- [Work task]: An exact copy of every record is needed.

[Saved entries]

BEGIN

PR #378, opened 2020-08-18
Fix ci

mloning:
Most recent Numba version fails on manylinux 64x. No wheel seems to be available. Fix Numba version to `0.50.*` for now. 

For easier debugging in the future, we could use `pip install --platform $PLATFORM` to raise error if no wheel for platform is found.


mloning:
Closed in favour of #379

END

- [Exercise output]:
PR #378, opened 2020-08-18
Fix ci

mloning:
Most recent Numba version fails on manylinux 64x. No wheel seems to be available. Fix Numba version to `0.50.*` for now. 

For easier debugging in the future, we could use `pip install --platform $PLATFORM` to raise error if no wheel for platform is found.


mloning:
Closed in favour of #379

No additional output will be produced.